All Ignition On, Off, Low and High input thresholds can be stored in non-volatile memory. When the device boots up, the thresholds will be retrieved from the memory to the register. When the CPU detects the front panel push button, the non-volatile memory will reset to default value.

Ignition Sense Overview

On the IR1800, Ignition Power Management adds ignition sense through software. Ignition sense can be determined by either monitoring the ignition signal pin, or the battery voltage level. The ignition pin and voltage level are continuously monitored. This input will be the main signal to start the state machine. If the ignition signal is not active, then voltage level sense will be used. There is an option for user to disable the voltage level sense by clearing the Ignition Voltage Sense Enable register.

See the following table:

Ignition Bypass

Ignition Voltage Sense Enable

Ignition Sense

0

0

Ignition Signal

0

1

Voltage Level

1

x

Ignition Disabled

The following graphic illustrates Ignition Sense:

Figure 1. Ignition Based on Voltage (Analog Input)

The following tables provide voltage details:

Table 1. Input Voltage (DC)

Minimum

9.6V

Maximum

36V

Nominal

12V or 24V

Table 2. Ignition Sense Voltage

12V Battery

24V Battery

On

13V + 2%

26V + 2%

Off

13V -2%

26V - 2%

Table 3. Battery Voltage

12V Battery

24V Battery

Under-Voltage

11.5V

23V

Over-Voltage

36V

36V

See the following command output example:

IR1800#show run | s ignition
ignition off-timer 300
ignition undervoltage threshold 9 000
ignition battery-type 12v
ignition sense-voltage threshold 13 000
ignition sense
ignition enable

IR1800#show ignition status
Status:
  Ignition management: Enabled
  Input voltage:       11.953 V
  Ignition status:     Timing ignition off shut down
  Ignition Sense:      Enabled
  Shutdown timer:      242.0 s to off [will begin power down at ~100 sec]
  Config-ed battery:   12v
Thresholds:
  Undervoltage:        9.000 V
  Overvoltage:         37.000 V
  Sense on:            13.000 V
  Sense off:           12.800 V
  Undervoltage timer:  20.0 s
  Overvoltage timer:   1.0 s
  Ignition-Off timer:  300.0 s

IR1835 Ignition Switch

The IR1835 is the only model in the IR1800 series that offers ignition monitoring via the Signal/Ignition signal, available from the Ignition pin in the GPIO 6 pins connector.

Refer to the following figure:

Figure 2. Ignition based on Signal/Ignition switch(Digital Input)

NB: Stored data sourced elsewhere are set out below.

PR #740, opened 2021-03-24
Gamemode: Added category from the upcoming update

Satton2:
https://wiki.facepunch.com/gmod/Gamemode_Creation#category


Histalek (approved):
Thanks for taking care of this!

Histalek:
@Alf21 we might want to cut a release because of this, before the next gmod update. So that we don't lose this serverbrowser functionality. WDYT?

saibotk (approved):

Alf21 (approved):
Thanks for the contribution!
Yea, we should release this update.

PR #795, opened 2021-04-09
Localization: Mini update for localization

TheNickSkater:
Changed this as its not "Settings" but "Gameplay" in F1


saibotk (approved):
Good catch, Thanks!

Histalek (approved):
:+1:

PR #799, opened 2021-04-24
WIN_NONE: Fixed draw

Alf21:
This fixes the bug of an endless round (until time is up) even if no one is alive anymore (draw)


TimGoll (approved):
Looks good to me, quick and simple fix

saibotk (approved):

PR #802, opened 2021-05-02
Reworked networking

Alf21:
Removed function:
- SendRoleListMessage
- SendSubRoleList
- SendRoleList
- SendTeamList
- SendConfirmedTeam
- SendPlayerToEveryone
- SendRoleReset

Removed role's params:
- .disableSync
- .visibleForTeam
- .networkRoles

Removed network messages:
- TTT_Role
- TTT_RoleList

Removed global vars:
- TTT2NETTABLE

Removed global hooks:
- TTT2OverrideDisabledSync

Removed cmd
- _ttt_request_rolelist

TODO:
- Test
- Implement syncing queue (list support and sending "team" and "subrole" in the same message)
- Confirmation system (syncing)
- VoiceChat syncing


TimGoll:
Okay. I looked through your code and I *really* like what you did. Awesome stuff!

There is one thing that I'm not so sure about: You define a special role syncing hook for the team mates of the traitor. In my opinion a role flag to show a role to their team mates should be included because there are so many roles that are able to see their team mates.

Alf21:
> Similar question here: Would a Vampire appear as a regular Traitor to a fellow Traitor here?

As a normal T currently, to avoid issues with the spy etc.

Alf21:
> But does this mean that the dete isn't synced to innos and Ts @Alf21 ?

https://github.com/TTT-2/TTT2/pull/802/files#diff-392431d2a41d3c3722c73117fa8c3f6e1893e4e16097e9af1f555a4916e07cebR36-R41

If the target is a D, it is set as a D

TimGoll:
> > But does this mean that the dete isn't synced to innos and Ts @Alf21 ?
> 
> https://github.com/TTT-2/TTT2/pull/802/files#diff-392431d2a41d3c3722c73117fa8c3f6e1893e4e16097e9af1f555a4916e07cebR36-R41
> 
> If the target is a D, it is set as a D

So the dete is now a hidden role to innos and Ts?

Alf21:
> > > But does this mean that the dete isn't synced to innos and Ts @Alf21 ?
> > 
> > 
> > https://github.com/TTT-2/TTT2/pull/802/files#diff-392431d2a41d3c3722c73117fa8c3f6e1893e4e16097e9af1f555a4916e07cebR36-R41
> > If the target is a D, it is set as a D
> 
> So the dete is now a hidden role to innos and Ts?

No. There is no check regarding the role of the current player. As a result, this hook (runned for every player) just checks for the role of the target.

PR #806, opened 2021-05-14
Fixed c4 plant event references for GetText()

ZacharyHinds:
Removed .owner as the Event doesn't have an owner sub table. Alternatively, could change the self:Add() to add the parameters in an owner table.


TimGoll (approved):
Thanks for this quick fix, much appreciated!

saibotk (approved):

PR #809, opened 2021-05-17
Map Integration: Map role check

TimGoll:
Modified the `ttt_logic_role` and `ttt_traitor_check` entity to call a hook before the check takes place. This can be used to hide/modify the real player role.

Additionally from now on all evil roles are counted as a traitor for these role checks. There is a convar to disable this. This might cause problems, so this has to be tested.

Based on work done by @ZenBre4ker


gamemodes/terrortown/entities/entities/ttt_logic_role.lua
```diff
@@ -35,24 +37,36 @@ function ENT:KeyValue(key, value)
...
+
 	if name == "TestActivator" then
-		if IsValid(activator) and activator:IsPlayer() then
-			local activator_role = (GetRoundState() == ROUND_PREP) and ROLE_INNOCENT or activator:GetBaseRole()
+		if not IsValid(activator) or not activator:IsPlayer() then return end
+
+		local activator_role = (GetRoundState() == ROUND_PREP) and ROLE_INNOCENT
+			---
+			-- @realm server
+			or roles.GetByIndex(hook.Run("TTT2ModifyLogicCheckRole", ply, self, activator, caller, data) or ply:GetSubRole()):GetBaseRole()
```
ZenBre4ker, line 56: The end-bracket is in the wrong place.
Also why not move the ply:GetSubRole():GetBaseRole() into the hook. Thats the default case and therefore could be embedded directly inside or not?

gamemodes/terrortown/entities/entities/ttt_logic_role.lua
```diff
@@ -35,24 +37,36 @@ function ENT:KeyValue(key, value)
...
 
-			if self.Role == ROLE_NONE or self.Role == activator_role then
-				Dev(2, activator, "passed logic_role test of", self:GetName())
+		if self.Role == ROLE_TRAITOR
+			and (cv_evil_roles:GetBool() and (activator_role ~= ROLE_INNOCENT or activator_role ~= ROLE_DETECTIVE)
+				or not cv_evil_roles:GetBool() and (activator_role == ROLE_TRAITOR))
+			or self.Role == ROLE_NONE or self.Role == activator_role
```
ZenBre4ker, line 61: Maybe change the order. As it should check the Role None and activator role first, if they are  correct it works directly.
The cv_evil_roles is doubled. if the first is false, the second statement automatically is true, therefore it only needs no be activator_role == ROLE_TRAITOR.

Rest looks good.

ZenBre4ker: My fault, that is necessary in case the others are false, but evil_role isnt.....

gamemodes/terrortown/entities/entities/ttt_logic_role.lua
TimGoll: no, the hook can return any role that isn't a baserole. So we have to make sure we get the baserole here. And what do you mean with "The end-bracket is in the wrong place"?

gamemodes/terrortown/entities/entities/ttt_traitor_check.lua
```diff
@@ -0,0 +1,97 @@
...
+-- @param Player ply The player whose role is checked
+-- @param Entity ent The entity that is used (either ttt_logic_role` or `ttt_traitor_check`)
+-- @param Entity|Player activator The initial cause for the input getting triggered (e.g. the player who pushed a button)
+-- @param Entity caller The entity that directly triggered the input (e.g. the button that was pushed)
+-- @param string data The data passed
+-- @return[default=nil] Return the role of the player that should be used for this check
+-- @hook
+-- @realm server
+function GAMEMODE:TTT2ModifyLogicCheckRole(ply, ent, activator, caller, data)
+
```
ZenBre4ker, line 96: I mean we could just
return ply:GetSubRole()):GetBaseRole()
here. Thats the default case, when nobody changes the hook or not?

TimGoll: That's right, yes. I don't like putting code in there, but there is nothing that speaks against it

gamemodes/terrortown/entities/entities/ttt_logic_role.lua
ZenBre4ker: Its ply:GetSubRole() ):G.... not ply:GetSubRole():G.... )

TimGoll: Yes, this is intended. What speaks against it?

ZenBre4ker: oh nvm..... I am confused by numbers and roles......

ZenBre4ker: Ply is not available here, I guess this needs to be activator there too.

TimGoll: > Ply is not available here, I guess this needs to be activator there too.

yes, copy paste error

TimGoll:
From my point of view this PR is done and tested. If @ZenBre4ker agrees, it is ready to be reviewed

ZenBre4ker:
Looks good, the additional check seems necessary. 👍

gamemodes/terrortown/entities/entities/ttt_logic_role.lua
```diff
@@ -24,35 +26,46 @@ function ENT:KeyValue(key, value)
...
+-- @realm server
+function ENT:AcceptInput(name, activator, caller, data)
 	if name == "TestActivator" then
-		if IsValid(activator) and activator:IsPlayer() then
-			local activator_role = (GetRoundState() == ROUND_PREP) and ROLE_INNOCENT or activator:GetBaseRole()
+		if not IsValid(activator) or not activator:IsPlayer() then return end
+
+		---
+		-- @realm server
+		local role, team = hook.Run("TTT2ModifyLogicRoleCheck", activator, self, activator, caller, data)
```
saibotk, line 53: Why is activator used twice?

gamemodes/terrortown/entities/entities/ttt_logic_role.lua
```diff
@@ -24,35 +26,46 @@ function ENT:KeyValue(key, value)
...
+		local activatorRole = roles.GetByIndex(role):GetBaseRole()
```
saibotk, line 54: A check / assertion that this role index is actually available would be useful for other developers when debugging

gamemodes/terrortown/entities/entities/ttt_logic_role.lua
```diff
@@ -24,35 +26,46 @@ function ENT:KeyValue(key, value)
...
+		local activatorTeam = (GetRoundState() == ROUND_PREP) and TEAM_INNOCENT or team
 
-			if self.Role == ROLE_NONE or self.Role == activator_role then
-				Dev(2, activator, "passed logic_role test of", self:GetName())
+		if self.checkingRole == ROLE_TRAITOR and util.IsEvilTeam(activatorTeam)
+			or self.checkingRole == ROLE_INNOCENT and not util.IsEvilTeam(activatorTeam)
```
saibotk, line 58: This should explicitly check for team innocent imo. As the convar for counting evil teams would also affect this. Or remove this special case completely

gamemodes/terrortown/entities/entities/ttt_logic_role.lua
```diff
@@ -24,35 +26,46 @@ function ENT:KeyValue(key, value)
...
 	if name == "TestActivator" then
-		if IsValid(activator) and activator:IsPlayer() then
-			local activator_role = (GetRoundState() == ROUND_PREP) and ROLE_INNOCENT or activator:GetBaseRole()
+		if not IsValid(activator) or not activator:IsPlayer() then return end
+
+		---
+		-- @realm server
+		local role, team = hook.Run("TTT2ModifyLogicRoleCheck", activator, self, activator, caller, data)
+		local activatorRole = roles.GetByIndex(role):GetBaseRole()
+		local activatorTeam = (GetRoundState() == ROUND_PREP) and TEAM_INNOCENT or team
```
saibotk, line 55: Mhh why would we want to pin this to innocent? Shouldnt this be handled through the role assignment at the beginning / reset to role_none?

gamemodes/terrortown/entities/entities/ttt_logic_role.lua
```diff
@@ -24,35 +26,46 @@ function ENT:KeyValue(key, value)
...
 
-			if self.Role == ROLE_NONE or self.Role == activator_role then
-				Dev(2, activator, "passed logic_role test of", self:GetName())
+		if self.checkingRole == ROLE_TRAITOR and util.IsEvilTeam(activatorTeam)
+			or self.checkingRole == ROLE_INNOCENT and not util.IsEvilTeam(activatorTeam)
+			or self.checkingRole == activatorRole and not (self.checkingRole == ROLE_TRAITOR or self.checkingRole == ROLE_INNOCENT)
```
saibotk, line 59: Why do you also check traitor and innocent again? Wouldnt those only introduce edge cases and arent they wrong anyways?

gamemodes/terrortown/entities/entities/ttt_traitor_check.lua
```diff
@@ -0,0 +1,94 @@
...
+-- @param string value The new value
+-- @realm server
+function ENT:KeyValue(key, value)
+	if key == "TraitorsFound" then
+		-- this is our output, so handle it as such
+		self:StoreOutput(key, value)
+	end
+end
+
+local function VectorInside(vec, mins, maxs)
```
saibotk, line 22: Move to util?

lua/terrortown/entities/roles/ttt_role_base/shared.lua
```diff
@@ -99,6 +100,15 @@ function ROLE:IsBaseRole()
...
 end
 
+---
+-- Checks whether it is a special @{ROLE}.
+-- @note This just returns <code>false</code> if the role is Innocent!
+-- @return boolean Returns true if the player has a special role
+-- @realm shared
+function ROLE:IsSpecialRole()
+	return self.subrole ~= ROLE_INNOCENT
+end
```
saibotk, line 110: Somehow i thin this function needs to be justified, why do we need it at all? What is a special role and why would a role overwrite this anyways? I dont really see the usecase here

saibotk (changes requested):

gamemodes/terrortown/entities/entities/ttt_logic_role.lua
TimGoll: Because for this entity there only is one entity. The activator and the player that triggered the check are always the same. For the other entity they can be different. Therefore I doubled it here.

gamemodes/terrortown/entities/entities/ttt_logic_role.lua
TimGoll: Didn't we decide that we want "hard fails"?

gamemodes/terrortown/entities/entities/ttt_logic_role.lua
TimGoll: yes, you're absolutely right on this one!

gamemodes/terrortown/entities/entities/ttt_logic_role.lua
TimGoll: *shrug*
it was done like this in TTT and I did not want to break anything

gamemodes/terrortown/entities/entities/ttt_logic_role.lua
TimGoll: Because otherwise this does fun things if you return `ROLE_INNOCENT, TEAM_TRAITOR`. While this is a stupid combination, it should be understandable.

gamemodes/terrortown/entities/entities/ttt_traitor_check.lua
TimGoll: ok

gamemodes/terrortown/entities/entities/ttt_logic_role.lua
ZenBre4ker: REmoving is no option here, as we check for innocent role what detectives definitely arent, but should be included.
This check makes sure, that in the classic way without the convar everything is inno, thats not a traitor and in the modern way makes sure only the innocent team is allowed.

So I'd say it should stay like this.

gamemodes/terrortown/entities/entities/ttt_logic_role.lua
saibotk: No rather fail early. I just think an assertion in a place that responds to others developing with such hooks makes more sense

gamemodes/terrortown/entities/entities/ttt_logic_role.lua
saibotk: Since this is a role check entity i dont really think innocent checks should be special. Would you mind explaining the usecase behind this team stuff and special handling in detail?

lua/terrortown/entities/roles/ttt_role_base/shared.lua
saibotk: I don't think that a role is to decide whether it is special or not that really depends on the viewer

gamemodes/terrortown/entities/entities/ttt_logic_role.lua
saibotk: Actually i dont think this is wrong since it is only a role check and if i have the innocent role i should be included even if you return a stupid team

gamemodes/terrortown/entities/entities/ttt_logic_role.lua
ZenBre4ker: The maps use different approaches to check for traitor. Here are some examples in the "classic" way:
1) Waterworld: Checks for Innocent, so every other role including the detective is invalid/a "traitor"
2) Minecraft: Counts all Traitors, so only traitors are included as valid
3) Minecraft: Checks for Traitor, so everyone else beside traitors are invalid
4) Innocentmotel: Checks for Detective, only he is valid

So our idea was to get those cases, that are used on maps valid in two ways.
The Classic case means, that really only traitors are counted as traitor and not inno.
The New Case with the Convar activated means, that only inno teams are counted as innocent and not traitor

gamemodes/terrortown/entities/entities/ttt_logic_role.lua
ZenBre4ker: One case thats a bit off, but is future-proof, would be a traitor, thats in another team, like the pirate.
He should be working for the right team and therefore count as them in a test. But because of his role he still would have access to the other stuff or count as traitor/valid even if hes in the right team.

gamemodes/terrortown/entities/entities/ttt_logic_role.lua
TimGoll: I think I see the problem @saibotk is describing here. Think about the following scenario: The convar is set to `false` and the player is `TEAM_NECROMANCER`.

https://github.com/TTT-2/TTT2/pull/809/files#diff-96dc1dc56ce17268ec8dd91f20b2ccfcf7747bd07ce4f11c40e01e32fc089c3bR457-R477

This function then returns `false`, which means this function passes a necromancer as an innocent. Is this the behavior we want in this case? Honestly I'm not 100% sure, it might be ok.

ZenBre4ker: I know, but thats why we implemented this convar in the first place. The old system didnt know about other roles, but they handled everything via traitor, inno and dete. Therefore we decided that a check for inno, which I've only seen in one place is actually a check for not traitor. So that old cases are still valid with the convar set to false. In my opinion I would just get rid of the convar and make it modern all the way, but this would be my idea of implementing it. If we decide for innocents we only use the modern way kinda seems wrong.

TimGoll: I don't think the existence of the convar changes anything really. The way it was handled previously was that the check just failed, now it doesn't. Tbh both are wrong, because the maps aren't designed for aything but T, dete and inno. Therefore I'd say our implementation here is alright, because it isn't better or worse for this specific edge case, just different.

ZenBre4ker: I just think that we should deal with this one way.
Convar false: only traitor is "traitor" and everything else is "innocent"
Convar true: Only Team Inno is "innocent" and everything else is traitor

gamemodes/terrortown/entities/entities/ttt_logic_role.lua
TimGoll: Hm, `roles.GetByIndex` never fails because it returns `ROLE_NONE` as a fallback. So I don't think an assert is needed here

lua/terrortown/entities/roles/ttt_role_base/shared.lua
TimGoll: okay, I move it back to the player then

gamemodes/terrortown/entities/entities/ttt_logic_role.lua
```diff
@@ -24,35 +26,46 @@ function ENT:KeyValue(key, value)
...
 
-		self.Role = tonumber(value)
+		self.checkingRole = tonumber(value)
 
-		if not self.Role then
+		if not self.checkingRole then
 			ErrorNoHalt("ttt_logic_role: bad value for Role key, not a number\n")
 
-			self.Role = ROLE_NONE
+			self.checkingRole = ROLE_NONE
```
Alf21, line 34: Wouldn't this break compatibility?

gamemodes/terrortown/entities/entities/ttt_logic_role.lua
Alf21: Shouldn't it be `ROLE_INNOCENT` by default regarding your following comment?

lua/ttt2/extensions/util.lua
```diff
@@ -454,6 +454,40 @@ end
...
+-- @param string team The team that should be tested
+-- @return boolean Returns if a team is evil
+-- @realm shared
+function util.IsEvilTeam(team)
+	-- players without a team are counted as neutral
+	if not team or team == TEAM_NONE or TEAMS[team].alone then
+		return false
+	end
+
+	if GetConVar("ttt2_rolecheck_all_evil_roles"):GetBool() then
```
Alf21, line 469: That's something I definitely don't like. It differs the gameplay into two completely different ways. As well, it's a hidden option. Core functions and mechanics shouldn't be adjustable as players does not expect such changes. Additionally, I don't like the Evil approach, Imo, every role or better said, every team should decide on it's own whether it's "evil" -> And even that can't lead to a better handling, because every role interaction can be unique. That's why I said I'd like to modify things via hooks instead of role attributes.

TL;DR:
All roles except innocent are "evil" || "evil" == `IsSpecial()`

Alf21 (changes requested):

gamemodes/terrortown/entities/entities/ttt_logic_role.lua
TimGoll: not sure which addon would modify this entity

lua/ttt2/extensions/util.lua
TimGoll: We can leave the convar out. I just thought about the moaning players that want the default case back.

And we thought about defining an isEvil team flag, but we decided against it. We don't want to create a comiplicated system. A player is evil, if he isn't innocent. E.g. in a traitor tester not only trators should trigger it, but also necros, jackals etc. This was our intention.

gamemodes/terrortown/entities/entities/ttt_logic_role.lua
TimGoll: I don't get what you mean here, sorry. `roles.GetByIndex` returns `ROLE_NONE`, not `ROLE_INNOCENT`

Alf21: The default TTT and default maps are using `ROLE_INNOCENT` as well. If the reason to keep `TEAM_INNOCENT` is to have backward compatibility, then it should be `ROLE_INNOCENT` here as well

TimGoll: So you mean I should change the fallback `ROLE_NONE` here to `ROLE_INNOCENT`?

gamemodes/terrortown/entities/entities/ttt_logic_role.lua
Alf21: Would be cool if @TheNickSkater could test this with DamageLogs as that add-on does somethings with role data :D

lua/ttt2/extensions/util.lua
Alf21: Yea, so we don't need an extra function but a simple inline check `Player:GetTeam() ~= TEAM_INNOCENT` :D That should be the most common case. Currently, I can't imagine a different behavior by different maps and if so, a convar wouldn't be the way to go, then it would need to be a map-based config

TimGoll: If we don't have a convar, we don't need this function, yes. However we should also consider `TEAM_NONE` like we did. It is easier to read if both checks are inside a function

gamemodes/terrortown/entities/entities/ttt_logic_role.lua
Alf21: not exactly. The fallback of the function still should be ROLE_NONE as most of TTT role add-ons are done by our community and so are up-to-date. BUT the fallback / default value of the return here should be `ROLE_INNOCENT`, if I did not got things wrong.

lua/ttt2/extensions/util.lua
Alf21: Hmmm... That's a good point tho. Anyways, then please keep in mind that a team with `.alone` is still evil. Regarding:

```lua
if not team or team == TEAM_NONE or TEAMS[team].alone then
	return false
end
```

e.g. the SERIALKILLER has TEAM.alone

TimGoll: ah-oh. Good to know. I didn't know what's the reason of `.alone`

Alf21: TL;DR: Teams with `.alone` should just be able to win with one (and only one) alive team player. As a result, if there is more than one Serialkiller, a WIN should just trigger if one of them died.

ZenBre4ker: I'd support leavin the convar out. I like doing it the modern way ^^

gamemodes/terrortown/entities/entities/ttt_logic_role.lua
TimGoll: This should have been dealt with by now because I removed the convar.

TimGoll:
I think all your points should be cleared now @Alf21 and @saibotk

Alf21 (approved):

CHANGELOG.md
```diff
@@ -40,6 +42,7 @@ All notable changes to TTT2 will be documented here. Inspired by [keep a changel
 - Code cleanup and removed silly negations
 - Extended some ttt2net functions
 - Changed `bees` win to `nones` win
+- By default all evil roles are now counted as traitor roles for map related checks (with convar to disable)
```
saibotk, line 45: There is no convar anymore.

saibotk (changes requested):

saibotk:
@ZenBre4ker are you fine with the latest changes?

CHANGELOG.md
```diff
@@ -16,6 +16,8 @@ All notable changes to TTT2 will be documented here. Inspired by [keep a changel
   - Enables the possibility to give Innocents access to a custom shop (`shopeditor`)
 - Karma now stores changes
   - Is shown in roundend menu
+- Count all evil roles as traitor roles for map related entity checks if enabled
```
ZenBre4ker, line 19: "if enabled" also nothing there anymore

ZenBre4ker (commented):
LGTM :)

saibotk (approved):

There are two ways to power the router:

  • CANBUS power

  • Through the CAB-PWR-15-MF4 cable

There are two thresholds:

  • 12V — Defaults ignition sense-voltage threshold 13

  • 24V — Defaults ignition sense-voltage threshold 26

See the following command output example:

IR1835#show run | s ignition ! Configuring
ignition off-timer 120
ignition undervoltage threshold 9 600
ignition battery-type 12v
ignition sense-voltage threshold 13 000
no ignition sense
ignition enable

IR1835#show ignition Status ! Monitoring 
 Ignition management: Enabled  
Input voltage:       13.999 V  
Ignition status:     Power on  
Ignition Sense:      Disabled 
 Shutdown timer:      0.0 s to off [will begin power down at ~100 sec]  
Config-ed battery:   12v
Thresholds:  
Undervoltage:        9.600 V  
Overvoltage:         37.000 V  
Sense on:            13.200 V  
Sense off:           12.800 V  
Undervoltage timer:  20.0 s  
Overvoltage timer:   1.0 s  
Ignition-Off timer:  120.0 s

IR1800 Ignition and Battery Voltage

The IR1800 can be set-up with a 12V or 24V battery. The ignition sense voltage level will change accordingly.

  • 12Volt Battery

    • If input voltage > 13.200V for more than 1 second, Ignition is ON

    • If input voltage < 12.800V for more than 20 seconds, Ignition is OFF

  • 24Volt Battery

    • If input voltage > 26.200V for more than 1 second, Ignition is ON

    • If input voltage < 25.800V for more than 20 seconds, Ignition is OFF

Use the folowing command to determine your battery type:

IR1800#conf term
Enter configuration commands, one per line.  End with CNTL/Z.
IR1800(config)#ignition battery-type ?
  12v  The battery is 12v
  24v  The battery is 24v

Command Line Interface (CLI)

The Ignition Power Management feature of the IR1800 series uses a command line interface.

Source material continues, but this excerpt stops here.